Recent advancements in deep learning have enabled expert-level performance in medical imaging for disease classification, but their black-box decision making processes limit trust in them and their wide-spread clinical deployment. While Explainable Artificial Intelligence (XAI) methods aim to bridge this gap, studies focus on 2D data or pre-processed research datasets that overlook the role of medical imaging pre-processing operations which is an essential component of real-world 3D medical imaging workflows.

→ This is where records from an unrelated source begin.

PR #21428, opened 2019-11-28
Add reshape int8 op

wozna:
This PR enables quantization of reshape2 operator. Type int8 is not added in MLKDNN operator implementation, but in global implementation.  
Reshape and transpose ops are quantized only if previous operator or next operator is quantized. Thanks that we avoid situation where there is one int8 operators between two fp32 operators.

### DIFF
--- a/paddle/fluid/framework/ir/mkldnn/cpu_quantize_pass_tester.cc
+++ b/paddle/fluid/framework/ir/mkldnn/cpu_quantize_pass_tester.cc
@@ -393,7 +393,23 @@ ProgramDesc BuildProgramDescReshape() {
   SetOp(&prog, "reshape2", "Reshape1", {"b"}, {"c"}, true, true);
   SetOp(&prog, "transpose2", "Transpose2", {"c"}, {"d"}, true, true);
   SetOp(&prog, "reshape2", "Reshape2", {"d"}, {"e"}, true, true);
-  SetOp(&prog, "dropout", "Dropout", {"e"}, {"f"}, true, true);
+  SetOp(&prog, "dropout", "Dropout", {"e"}, {"f"}, true, false);
+
+  return prog;
+}
+
+// a->Transpose->b
+// b->Reshape->c
+// c->Dropout->d
+ProgramDesc BuildProgramDescReshapeBetweenNonQuantizedOp() {
+  ProgramDesc prog;
+  for (auto& v : variable_names_transpose) {
+    prog.MutableBlock(0)->Var(v);
+  }
+
+  SetOp(&prog, "transpose2", "Transpose2", {"a"}, {"b"}, true, false);
+  SetOp(&prog, "reshape2", "Reshape2", {"b"}, {"c"}, true, true);
+  SetOp(&prog, "dropout", "Dropout", {"c"}, {"d"}, true, false);
 
   return prog;
 }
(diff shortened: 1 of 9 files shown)


paddle/fluid/inference/api/mkldnn_quantizer_config.cc
```diff
@@ -42,6 +42,12 @@ MkldnnQuantizerConfig::MkldnnQuantizerConfig() {
   rules_["fc"]["W"] = ScaleAlgo::MAX_CH_T;
   rules_["fc"]["Bias"] = ScaleAlgo::NONE;
   rules_["fc"]["Out"] = ScaleAlgo::KL;
+
+  rules_["reshape2"]["X"] = ScaleAlgo::KL;
+  rules_["reshape2"]["Shape"] = ScaleAlgo::NONE;
+  rules_["reshape2"]["ShapeTensor"] = ScaleAlgo::NONE;
+  rules_["reshape2"]["XShape"] = ScaleAlgo::NONE;
+  rules_["reshape2"]["Out"] = ScaleAlgo::NONE;
```
wojtuss, line 55: A comment explaining why we do not need to calculate the scale for `reshape2`'s output could be helpful here. Could be added also to `transpose2`.

paddle/fluid/operators/reshape_op.cc
```diff
@@ -245,6 +245,13 @@ class ReshapeOpMaker : public framework::OpProtoAndCheckerMaker {
         "It has the lowest priority compare with Input(Shape) and "
         " Input(ShapeTensor).")
         .SetDefault({});
+    /* int8 parameters */
+    AddAttr<bool>("use_quantizer",
+                  "(bool, default false) "
+                  "Set to true for operators that should be quantized and use "
+                  "int8 kernel. "
+                  "Only used on CPU.")
```
wojtuss: I think "Used only on CPU." is more grammatically correct.

paddle/fluid/operators/reshape_op.cc
```diff
@@ -570,15 +580,20 @@ REGISTER_OPERATOR(reshape2_grad_grad, ops::Reshape2DoubleGradOp,
...
 REGISTER_OP_CPU_KERNEL_FUNCTOR(reshape2, float, ops::ReshapeKernel, double,
-                               ops::ReshapeKernel, int, ops::ReshapeKernel,
-                               int64_t, ops::ReshapeKernel);
+                               ops::ReshapeKernel, int8_t, ops::ReshapeKernel,
+                               uint8_t, ops::ReshapeKernel, int,
+                               ops::ReshapeKernel, int64_t, ops::ReshapeKernel);
 REGISTER_OP_CPU_KERNEL_FUNCTOR(reshape2_grad, float, ops::ReshapeGradKernel,
                                double, ops::ReshapeGradKernel, int,
+                               ops::ReshapeGradKernel, int8_t,
+                               ops::ReshapeGradKernel, uint8_t,
```
wojtuss: We do not provide gradient kernels for the `reshape(2)` ops.

paddle/fluid/operators/reshape_op.cc
```diff
@@ -553,9 +560,12 @@ REGISTER_OPERATOR(reshape_grad, ops::ReshapeGradOp,
 
 REGISTER_OP_CPU_KERNEL_FUNCTOR(reshape, float, ops::ReshapeKernel, double,
                                ops::ReshapeKernel, int, ops::ReshapeKernel,
-                               int64_t, ops::ReshapeKernel);
+                               int8_t, ops::ReshapeKernel, uint8_t,
```
wojtuss: I think we do not need the int8 kernels for the `reshape` op. We are interested in quantizing `reshape2` only now.

paddle/fluid/framework/ir/mkldnn/cpu_quantize_pass_tester.cc
```diff
@@ -370,6 +370,122 @@ TEST(CpuQuantizePass, transpose) {
...
+        dequantize_nodes_count++;
+      }
+    }
+  }
+  EXPECT_EQ(transpose_nodes_count, transpose_count);
+  EXPECT_EQ(reshape_nodes_count, reshape_count);
+  EXPECT_EQ(conv_nodes_count, conv_count);
+  EXPECT_EQ(quantize_nodes_count, quant_count);
+  EXPECT_EQ(dequantize_nodes_count, dequant_count);
+  EXPECT_EQ(original_nodes_num + added_nodes_count, current_nodes_num);
```
wojtuss, line 447: Please, verify also that the scales used for quantization of `reshape2`'s input and output are the same.

paddle/fluid/inference/api/mkldnn_quantizer_config.cc
wozna: Done

paddle/fluid/operators/reshape_op.cc
wozna: Done

paddle/fluid/operators/reshape_op.cc
wozna: You're right. Done

paddle/fluid/framework/ir/mkldnn/cpu_quantize_pass_tester.cc
wozna: Done

paddle/fluid/framework/ir/mkldnn/cpu_quantize_pass_tester.cc
```diff
@@ -365,11 +364,120 @@ TEST(CpuQuantizePass, transpose) {
...
+        std::cout << op_name << " \n";
+        if (op_name != "Dequantize1") {
+          dequant_scale = boost::get<float>(op->GetAttr("Scale"));
+          EXPECT_EQ(dequant_scale, scale)
+              << "Scale for node '" + op->Type() + "'.";
+        }
+      }
+    }
+  }
+  EXPECT_EQ(dequant_scale, quant_scale);
```
wojtuss: The equality of those scales is already verified in the above `quantize`'s and `dequantize`'s scales check.

wozna: You are right. It is corrected.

To address this limitation, we propose XIME3D, a systematic and predictive model–centered framework for evaluating explainability under realistic medical pre-processing conditions for volumetric medical data. The framework integrates five volumetric pre-processing variants and ten post-hoc attribution methods, evaluated through three complementary criteria: Correctness, Contrastivity, and Completeness, which together evaluate explanation dependence on model input, internal structure, and output behavior. Across more than 300 experimental configurations, XIME3D reveals that gradient-based methods, such as Integrated Gradients and Blur Integrated Gradients, provide the most consistent and model-aligned explanations, while noise-based approaches like SmoothGrad and VarGrad are less sensitive to model behavior. These findings emphasize the importance of clinically realistic evaluation pipelines for reliable explainability in 3D medical imaging.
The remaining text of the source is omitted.